It's Not Just Apple vs Android - andycroll
http://andycroll.com/2013/03/15/its-not-just-apple-vs-android/
======
belorn
While its indeed not an zero-sum game where we have a clear good guy and a
clear bad guy, there are some clear good outcomes. Lets call them mini-
victories.

The patent fight is one of them. Rounded corners, button less interface, menu
areas outside the screen. All those are of practical purpose and should never
have been allowed to be design patented. Same goes for basic iconic figures
for applications, a table view interface, slide to unlock and any "natural"
gestures. Then there are FRAND patents, where a clear model for deciding
prices would help in making the market more predictable for new ventures.

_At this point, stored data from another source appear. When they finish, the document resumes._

PR #178, opened 2026-06-10

ashwani573:
## Summary

- Implements `Read()` for `ciphertrust_cm_key`, replacing the empty stub with a full CM API call via `GET /v1/vault/keys2/{id}`, enabling drift detection for out-of-band key changes.
- Fixes a schema type bug: `aliases[*].index` was declared as `schema.StringAttribute` but the `KeyAliasTFSDK` struct field is `types.Int64`; corrected to `schema.Int64Attribute` (matching the CM API which returns `index` as an integer).
- Adds `"github.com/hashicorp/terraform-plugin-framework/attr"` import required for `labels` map construction in `Read()`.
- Adds four acceptance tests in `internal/provider/resource_cm_key_test.go` covering drift detection, state population, out-of-band deletion, and write-only field preservation.

## Motivation

Implements TFIN-273: Drift Detection | ciphertrust_cm_key.

Before this change, the `Read()` method for `ciphertrust_cm_key` was an empty stub — it returned immediately without calling the CM API. As a result, any key attribute changes made directly in CipherTrust Manager (out-of-band) were invisible to Terraform: `terraform plan` would always report no changes even when the live key differed from state. This change implements the full Read() cycle so that Terraform can detect and report drift.

**Schema fix (`aliases[*].index`):**

The `index` field inside the `aliases` list nested attribute was typed as `schema.StringAttribute`. The corresponding Go struct field `KeyAliasTFSDK.Index` is `types.Int64`, and the CM API `KeyAlias` definition specifies `index` as an integer. The mismatch caused a panic at `resp.State.Set` when the CM API returned a numeric index. Fixed by changing the declaration to `schema.Int64Attribute`.

**Import addition:**

Added `"github.com/hashicorp/terraform-plugin-framework/attr"` to the import block. This package is needed for `attr.Value` when building the `types.MapValue` for the `labels` attribute in `Read()`.

**`Read()` implementation:**

- Loads prior state via `req.State.Get` to preserve all write-only fields (`material`, `password`, `encoding`, `format`, all `wrap_*` fields) that are not returned by the CM API.
- Returns early (no error) if `state.ID` is null or empty — handles the pre-create state during Terraform planning.
- Calls `r.client.GetById(ctx, id, state.ID.ValueString(), common.URL_KEY_MANAGEMENT)` — confirmed against swagger: `GET /v1/vault/keys2/{id}`.
- On 404: calls `resp.State.RemoveResource(ctx)` to signal out-of-band deletion, causing Terraform to plan recreation.
- On other errors: calls `resp.Diagnostics.AddError`.
- Populates 27 scalar Saved=Yes fields from the gjson-parsed response: `id`, `name`, `algorithm`, `state`, `usage_mask`, `unexportable`, `undeletable`, `description`, `activation_date`, `deactivation_date`, `archive_date`, `process_start_date`, `protect_stop_date`, `rotation_frequency_days`, `revocation_reason`, `revocation_message`, `compromise_occurrence_date`, `curveid`, `object_type`, `key_size`, `xts`, `cert_type`, `id_size`, `destroy_date`, `compromise_date`, `default_iv`.
- Populates `aliases` as `[]*KeyAliasTFSDK` with `alias`, `index` (`types.Int64`), and `type` fields.
- Populates `labels` as `types.MapValue(types.StringType, ...)`, falling back to an empty map when the field is absent from the response.
- Populates `meta` nested struct: `owner_id`, nine `permissions` string-slice fields (using the uppercase JSON paths `DecryptWithKey`, `EncryptWithKey`, etc. as they appear in the CM API response), and three `cte` sub-fields (`persistent_on_client`, `encryption_mode`, `cte_versioned`).
- Populates `public_key_parameters` nested struct: eight scalar fields and a `[]KeyAliasTFSDK` aliases slice.

**Known pre-existing issue mirrored by `Read()`:**

The `CMKeyTFSDK` struct has `RevocationReason` and `RevocationMessage` with their JSON struct tags swapped relative to their Terraform attribute names. `Read()` intentionally mirrors this behaviour: `state.RevocationReason` is populated from `gjson.Get(response, "revocationMessage")` and `state.RevocationMessage` from `gjson.Get(response, "revocationReason")`. Fixing the swap is out of scope for this ticket — it would constitute a breaking state migration for existing users and is noted here for a follow-up ticket.

Adds four acceptance tests. All tests use the existing `testAccProtoV6ProviderFactories`, `providerConfig`, `checkStep`, and `createCMClient` helpers already present in the `provider` package.

- `TestAccCMKey_driftDetection`: Creates a key, confirms no spurious drift on an immediate plan, then mutates `description` out-of-band via `client.UpdateData` and asserts that the subsequent plan detects a non-empty diff (`ExpectNonEmptyPlan: true`).
- `TestAccCMKey_readPopulatesState`: Creates a key with explicit `usage_mask`, `unexportable`, `undeletable`, and `description`, then uses `RefreshState: true` to trigger `Read()` and asserts all scalar fields are populated correctly in state.
- `TestAccCMKey_oobDeleteRemovesFromState`: Creates a key, deletes it out-of-band via `client.DeleteByID`, then uses `RefreshState: true` and asserts Terraform plans to recreate it (`ExpectNonEmptyPlan: true`), confirming the 404 → `RemoveResource` path.
- `TestAccCMKey_writeOnlyFieldsPreserved`: Creates a key with an explicit `material` value and confirms via `RefreshState` that `Read()` leaves the write-only field intact at its prior-state value.

## CM API endpoint verification

The `Read()` call uses `common.URL_KEY_MANAGEMENT = "api/v1/vault/keys2"` appended with the resource ID. This resolves to `GET /v1/vault/keys2/{id}`, which is confirmed present in the swagger operations index (`cm-keys` area, verb `GET`, path `/v1/vault/keys2/{id}`, description "Get"). No mismatch was found between the implementation and the swagger specification.

The swagger `KeyAlias` definition specifies `index` as type `integer` — consistent with the schema fix from `StringAttribute` to `Int64Attribute`.

## Read() now implemented

`Read()` previously returned immediately. This change implements it by calling `r.client.GetById(ctx, id, state.ID.ValueString(), common.URL_KEY_MANAGEMENT)`, unmarshalling the CM API response via `gjson`, and repopulating the Terraform state.

**Fields read from CM response** (swagger `GET /v1/vault/keys2/{id}` response):

|---|---|
| `id` | `id` |
| `name` | `name` |
| `algorithm` | `algorithm` |
| `state` | `state` |
| `usage_mask` | `usageMask` |
| `unexportable` | `unexportable` |
| `undeletable` | `undeletable` |
| `description` | `description` |
| `activation_date` | `activationDate` |
| `deactivation_date` | `deactivationDate` |
| `archive_date` | `archiveDate` |
| `process_start_date` | `processStartDate` |
| `protect_stop_date` | `protectStopDate` |
| `rotation_frequency_days` | `rotationFrequencyDays` |
| `revocation_reason` | `revocationMessage` (swapped — mirrors pre-existing bug) |
| `revocation_message` | `revocationReason` (swapped — mirrors pre-existing bug) |
| `compromise_occurrence_date` | `compromiseOccurrenceDate` |
| `curveid` | `curveid` |
| `object_type` | `objectType` |
| `key_size` | `size` |
| `xts` | `xts` |
| `cert_type` | `certType` |
| `id_size` | `idSize` |
| `destroy_date` | `destroyDate` |
| `compromise_date` | `compromiseDate` |
| `default_iv` | `defaultIV` |
| `aliases[*].alias` | `aliases[*].alias` |
| `aliases[*].index` | `aliases[*].index` |
| `aliases[*].type` | `aliases[*].type` |
| `labels` | `labels` (map of string) |
| `meta.owner_id` | `meta.owner_id` |
| `meta.permissions.*` | `meta.permissions.*` (nine lists, uppercase JSON keys) |
| `meta.cte.*` | `meta.cte.*` |
| `public_key_parameters.*` | `publicKeyParameters.*` |

**Write-only fields not populated from CM response** (preserved from prior state): `material`, `password`, `encoding`, `format`, `empty_material`, `secret_data_encoding`, `wrap_key_id_type`, `wrap_key_name`, `wrap_public_key`, `wrap_public_key_padding`, `wrap_hkdf`, `wrap_pbe`, `wrap_rsaaes`, and all other input-only creation parameters.

**404 handling:** A 404 response calls `resp.State.RemoveResource(ctx)`, removing the resource from Terraform state and causing the next plan to show a create action. This correctly handles the case where a key was deleted directly in CipherTrust Manager.

**Null/absent fields:** Absent scalar string fields default to the empty string via `gjson`'s zero-value behaviour. The `aliases` slice is set to `nil` when the response array is empty. The `labels` map defaults to an empty `types.MapValue` when absent from the response. Nested structs (`meta`, `public_key_parameters`) are only populated when the corresponding JSON object is present.

## How to test

  ```
  go test ./internal/provider/... -run 'TestAccCMKey_' -v
  ```
  Scenarios covered:
  - **Drift detection** — out-of-band attribute change is detected on the next plan (`TestAccCMKey_driftDetection`).
  - **State population** — `terraform refresh` populates all Saved=Yes scalar fields from CM (`TestAccCMKey_readPopulatesState`).
  - **Out-of-band delete** — key deleted directly in CM causes `RemoveResource`; next plan shows create (`TestAccCMKey_oobDeleteRemovesFromState`).
  - **Write-only preservation** — `material` field is not cleared by `Read()` (`TestAccCMKey_writeOnlyFieldsPreserved`).

## Checklist

- [ ] `tflog.Trace` at entry/exit of `Read()`: `[resource_cm_key.go -> Read][uuid]` pattern.
- [ ] CM API endpoint verified against swagger spec (`GET /v1/vault/keys2/{id}` confirmed in `cm-keys` area).
- [ ] `Read()` 404 calls `resp.State.RemoveResource(ctx)` — confirmed in diff.
- [ ] Schema `aliases[*].index` type corrected from `StringAttribute` to `Int64Attribute` — matches swagger `KeyAlias.index: integer` and Go struct `types.Int64`.
- [ ] Write-only fields (`material`, `password`, all `wrap_*`) are not overwritten in `Read()` — preserved from prior state loaded at the start of the method.
- [ ] Pre-existing `revocationReason`/`revocationMessage` tag swap is mirrored (not fixed) in `Read()` — a dedicated follow-up ticket is needed for that breaking change.

---


internal/provider/cm/resource_cm_key.go
```diff
@@ -1076,6 +1077,171 @@ func (r *resourceCMKey) Create(ctx context.Context, req resource.CreateRequest,
...
+	state.ID = types.StringValue(gjson.Get(response, "id").String())
+	state.Name = types.StringValue(gjson.Get(response, "name").String())
+	state.Algorithm = types.StringValue(gjson.Get(response, "algorithm").String())
+	state.State = types.StringValue(gjson.Get(response, "state").String())
+	state.UsageMask = types.Int64Value(gjson.Get(response, "usageMask").Int())
+	state.UnExportable = types.BoolValue(gjson.Get(response, "unexportable").Bool())
+	state.UnDeletable = types.BoolValue(gjson.Get(response, "undeletable").Bool())
+	state.Description = types.StringValue(gjson.Get(response, "description").String())
+	state.ActivationDate = types.StringValue(gjson.Get(response, "activationDate").String())
+	state.DeactivationDate = types.StringValue(gjson.Get(response, "deactivationDate").String())
```
zubeensyed: @terraform-agent a lot of these fields are server genrate and that needs to be handled in this change for example archive_date               = "" -> null
              - cert_type                  = "" -> null
              - compromise_date            = "" -> null
              - compromise_occurrence_date = "" -> null
              - curveid                    = "" -> null
              - deactivation_date          = "" -> null
              - default_iv                 = "ff6aab1c39c09bca5bd1f1476ea44974" -> null
              - description                = "" -> null
              - destroy_date               = "" -> null
all these values are computed by the server, validate all fields mentioned in this implementation.

ashwani573: Fixed in `cbc02d4`: TFIN-273: address review feedback (round 1)

SarahThompson (commented):
I think it looks like good provider.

If we look at DRM, lockdown and DMCA, we also have a mini-victory that we need
to fight over. Here we have a moral argument that the device owner should be
in control and not Apple, Google or Samsung. Consumers need to get a win here.

I could mention that some actors in all this are behaving worse than others,
and if one had to pick one evil over the others then I know where I would
lean. But that is just a secondary issue in all this. Primarily, consumers and
new actors on the phone market need to win. Those are the true "good guys" in
the fight.

------
TheAnimus
What he and the Gruber peice he references (did he seriously say Gruber isn't
an Apple Cheerleader?!) fail to mention is trend.

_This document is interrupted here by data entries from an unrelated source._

PR #187, opened 2026-06-11
TFIN-274: Drift Detection |  ciphertrust_cm_group

ashwani573:
## Summary

- Implements `Read()` in `ciphertrust_cm_group`, enabling drift detection by calling `GET api/v1/usermgmt/groups/{name}` via `c.GetById` and repopulating Terraform state from the CM API response.
- Renames the Terraform resource type from the incorrect `ciphertrust_groups` to `ciphertrust_cm_group` (fixes the `Metadata()` suffix).
- Changes `app_metadata`, `client_metadata`, and `user_metadata` schema attributes from `schema.MapNestedAttribute` / `types.Map` to `schema.StringAttribute` / `types.String`, storing metadata as raw JSON strings to support `gjson`-based hydration.
- Adds `internal/provider/cm/constants.go` with a package-private `notFoundError` sentinel and replaces the placeholder test in `resource_cm_group_test.go` with three acceptance tests covering basic create, out-of-band deletion drift, and out-of-band attribute drift.

## Motivation

Implements TFIN-274: Drift Detection | ciphertrust_cm_group.

`Read()` was previously an empty stub — it made no API call and returned without touching state. As a result, `terraform plan` would always show no changes even when the group had been modified or deleted directly in CipherTrust Manager. This change replaces the empty body with a real implementation so that out-of-band changes are detected on every `terraform plan` or `terraform refresh`.

- `Metadata()`: corrects the suffix from `"_groups"` to `"_cm_group"`.
- `Schema()`: replaces the three `schema.MapNestedAttribute` definitions (`app_metadata`, `client_metadata`, `user_metadata`) with `schema.StringAttribute{Optional: true}`. Adds `stringplanmodifier.UseStateForUnknown()` to the `id` attribute.
- `Create()` and `Update()`: replaces the `.Elements()` iteration loops (which assumed `types.Map`) with `json.Unmarshal` into `map[string]interface{}` for building the metadata payload. Corrects log messages that still referenced `resource_cm_user.go` and fixes `AddError` titles to title-case form.
- `Read()`: fully implemented — see dedicated section below.
- `Delete()`: adds a 404 fast-path (silent `return`) using `notFoundError`, making destroy idempotent when the group has already been deleted out-of-band.

### New file — `internal/provider/cm/constants.go`

- Defines `notFoundError = "status: 404"` as a package-private constant, used by `Read()` and `Delete()` to identify 404 responses.

- Changes `CMGroupTFSDK` fields `AppMetadata`, `ClientMetadata`, and `UserMetadata` from `types.Map` to `types.String` to align with the updated schema.

- Corrects all resource addresses from `ciphertrust_groups` to `ciphertrust_cm_group`.
- Replaces `TestResourceCMGroup` with `TestAccCMGroup_basicCreate`, `TestAccCMGroup_driftDetection`, and `TestAccCMGroup_attributeDrift` (details in the "How to test" section).

## Read() now implemented

`Read()` previously returned immediately without any API call. This change implements it:

1. Reads current state to obtain `resourceID` (`state.ID.ValueString()`).
2. Calls `c.GetById(ctx, id, resourceID, common.URL_GROUP)`, which issues `GET {cm_url}/api/v1/usermgmt/groups/{resourceID}`.
3. On a 404 response: emits a warning diagnostic and calls `resp.State.RemoveResource(ctx)`, so the next plan proposes recreation.
4. On any other error: emits an error diagnostic and returns without modifying state.
5. On success: repopulates state attributes from the gjson-parsed JSON response body.

**Fields read from CM response** (per swagger `GET /v1/usermgmt/groups/{name}`, `auth-users` area, `Group` definition):

| Terraform attribute | CM JSON field | Null / absent handling |
|---|---|---|
| `id` | `name` | Set to group name (see path parameter note below) |
| `name` | `name` | Always present |
| `description` | `description` | `types.StringNull()` when absent, JSON null, or empty string |
| `app_metadata` | `app_metadata` | `types.StringNull()` when absent, JSON null, or empty object |
| `client_metadata` | `client_metadata` | `types.StringNull()` when absent, JSON null, or empty object |
| `user_metadata` | `user_metadata` | `types.StringNull()` when absent, JSON null, or empty object |

**Swagger path parameter note:** The CM API path is `GET /v1/usermgmt/groups/{name}` — the path identifier is the group's `name`, not an opaque API-assigned `id`. In `Create()`, `plan.ID` is set to `plan.Name`, so `state.ID` holds the group name and `GetById` constructs the correct URL. The `Group` definition in swagger does not expose a separate top-level `id` field; the group name is the primary key.

**404 handling:** On a 404, `resp.State.RemoveResource(ctx)` is called so that the next `terraform plan` proposes recreating the group. This is the correct drift-detection behaviour for out-of-band deletion.

**Null/absent field handling:** Fields absent from the CM JSON response are set to `types.StringNull()`. Metadata fields are additionally set to null when the JSON value is `null` or the object is empty (`{}`), which prevents a perpetual diff when the user has not set a metadata attribute.

## Schema attributes

|---|---|---|---|
| `name` | `types.String` | Required | CM group name; also used as `id`; `UseStateForUnknown` |
| `description` | `types.String` | Optional | |
| `app_metadata` | `types.String` | Optional | Raw JSON string; was `types.Map` — **breaking type change** |
| `client_metadata` | `types.String` | Optional | Raw JSON string; was `types.Map` — **breaking type change** |
| `user_metadata` | `types.String` | Optional | Raw JSON string; was `types.Map` — **breaking type change** |
| `id` | `types.String` | Computed | Set to group name from CM response; `UseStateForUnknown` |

## Breaking changes

- **Terraform type rename** (`ciphertrust_groups` → `ciphertrust_cm_group`): any existing `.tf` file referencing `resource "ciphertrust_groups" ...` will fail after this change. Users must rename the resource block and run `terraform state mv ciphertrust_groups.<name> ciphertrust_cm_group.<name>`, or destroy and recreate.

- **Metadata attribute type change** (`MapNestedAttribute` → `StringAttribute`): existing `.tf` files that set `app_metadata`, `client_metadata`, or `user_metadata` as HCL map blocks must be updated to pass JSON-encoded strings.

  Before (no longer valid):
  ```hcl
  app_metadata = { env = "prod" }
  ```

  After:
  ```hcl
  app_metadata = jsonencode({ env = "prod" })
  ```

  Existing state files containing these attributes as Terraform map objects are incompatible. Affected resources must be removed from state and re-imported or re-created.

## Open issues requiring reviewer sign-off

The following discrepancies between the implementation and the approved plan remain unresolved in the current working tree. They are noted here so reviewers can decide whether to block merge or accept with an explanation:

1. **`state.ID` is set from `gjson.Get(response, "name")` not `"id"` (resource_cm_group.go line 176)**: The plan table specifies `gjson.Get(response, "id").String()`. Because the CM API's `Group` definition does not expose a separate `id` field and the path parameter is `{name}`, setting `state.ID` to `name` is likely functionally correct — but it deviates from the approved plan and must be explicitly confirmed.

2. **`description` null check includes `v.String() != ""` (line 179)**: The plan specifies only `v.Exists()` as the condition. The current code additionally skips setting `description` when the API returns an empty string, treating an explicitly empty description the same as an absent one. An empty string returned by CM will be stored as `types.StringNull()` instead of `types.StringValue("")`.

3. **Metadata null checks include `len(v.Map()) > 0` (lines 185, 191, 197)**: The plan specifies `v.Exists() && v.Type != gjson.Null`. The current code additionally rejects empty objects (`{}`), meaning a CM response with `"app_metadata": {}` will be stored as `types.StringNull()` rather than `"{}"`.

## How to test

  ```
  go test ./internal/provider/... -run TestAccCMGroup -v
  ```
  Scenarios covered:
  - **Create** (`TestAccCMGroup_basicCreate`): apply config with `name`, `description`, and `app_metadata`; assert `id` is set and attributes match; run a second plan-only step to confirm zero drift after a successful apply.
  - **Delete drift** (`TestAccCMGroup_driftDetection`): create the group; delete it out-of-band via `client.DeleteByURL`; a plan-only step must show a non-empty plan (Terraform detects the resource is gone and proposes recreation).
  - **Attribute drift** (`TestAccCMGroup_attributeDrift`): create the group; patch `description` out-of-band via `client.UpdateData`; a plan-only step must show a non-empty plan (attribute mismatch detected).
  - **Destroy** — handled automatically by the test framework at the end of each `TestCase`.

## Checklist

- [ ] Schema attribute `Description` fields are not populated — all attributes have empty description strings. This will affect `make generate` doc output. Add descriptions before merging if provider docs are part of the release criteria.
- [ ] `tflog.Trace` / `tflog.Debug` at entry/exit of every CRUD method — present. `Read()` uses `defer tflog.Debug` at entry/exit rather than explicit `Trace` calls; confirm this matches the project logging convention.
- [ ] Fresh `uuid.New().String()` at the top of each CRUD method — present in Create, Read, and Update. `Delete()` does not generate a uuid before calling `DeleteByID` (uses `state.Name` as the request correlator instead).
- [ ] `notFoundError` constant defined in `cm/constants.go` — no inlined string literals for 404 detection.
- [ ] CM API endpoint `GET /v1/usermgmt/groups/{name}` verified against swagger `operations.md` (line 50): confirmed.
- [ ] `Read()` 404 removes resource from state via `resp.State.RemoveResource(ctx)` — intentional; required for drift detection on out-of-band deletion.
- [ ] `.claude/indexes/resources.md` still lists the old type name `ciphertrust_groups` — update the index to `ciphertrust_cm_group` to keep it accurate for future contributors.
- [ ] Three open plan-vs-implementation discrepancies listed above must be resolved before merging.

---


ashwani573:
## 🔍 Automated Code Review — TFIN-274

 _The trend is your friend_ , one of the first things anyone who's suffered a
trader learns. It's not a case of how high or low something is, but where it
is going to be relative to it's current place.

Press and Markets get this (the former to a lesser extent true) but the fear
is that Apple have had their Halcyon days. Originally Apple didn't need to
worry about such issues as apps, they had the first phone device with a web
browser that people really spoke about liking. Heck they didn't even have GPS
dispite most feature phones in the UK having it with maps.

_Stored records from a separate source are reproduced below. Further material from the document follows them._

PR #189, opened 2026-06-11

ashwani573:
## Summary

- Implements `Read()` for the existing `ciphertrust_cm_key` resource by calling `GET /v1/vault/keys2/{id}` via `c.GetById` and hydrating all readable attributes into Terraform state.
- Fixes a pre-existing schema gap: `object_type` and `state` gain `Computed: true` and `UseStateForUnknown()` so server-assigned values no longer appear as spurious `-> null` drift after a refresh.
- Fixes a pre-existing schema type mismatch: `aliases[].index` is corrected from `schema.StringAttribute` to `schema.Int64Attribute`, matching the CM API response field type.
- Adds 404 handling to `Delete()` so out-of-band key deletions do not produce errors during post-test cleanup.
- Adds three acceptance tests covering drift detection, state hydration, and write-only field preservation.

## Motivation

Before this change `Read()` returned immediately without contacting CipherTrust Manager. Any out-of-band modification to a key (description, usage mask, undeletable flag, aliases, labels, etc.) was invisible to Terraform — `terraform plan` would always show no changes even after a human had mutated the key directly in CM. This change wires `Read()` to `GET /v1/vault/keys2/{id}` so that `terraform refresh` and subsequent plans correctly surface divergence between Terraform state and the live CM resource.

**Schema fixes**

| Attribute | Before | After | Reason |
|---|---|---|---|
| `object_type` | `Optional` only | `Computed: true, Optional: true` + `UseStateForUnknown()` | CM infers and returns this for most key types; without `Computed`, the provider plans `-> null` on every refresh for users who do not set it |
| `state` | `Optional` only | `Computed: true, Optional: true` + `UseStateForUnknown()` | CM always returns a state value (`Active`, `Pre-Active`, etc.); same issue |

A lot of analyists are asking, rightly so, why is Apple able to keep making
such money, now the market is cramped. Want a better camera, buy the 920, want
a better screen? Buy the HTC, want a larger phone, buy the S4, want a smaller
phone buy the. Hell I don't even know, but you get where I'm going with this.

The brand of the iPhone people fear to be falling. In the old days of Windows
3.1 domination, the software took months to years to write. Most of them now
adays have little if anything more than weeks of platform specific code. The
_alternate_ marketplace is huge, due to the size of the global market place.
Hell a friend was just telling me how he thinks he'll make a profit porting to
the new blackberry, despite it having very low uptake here in London.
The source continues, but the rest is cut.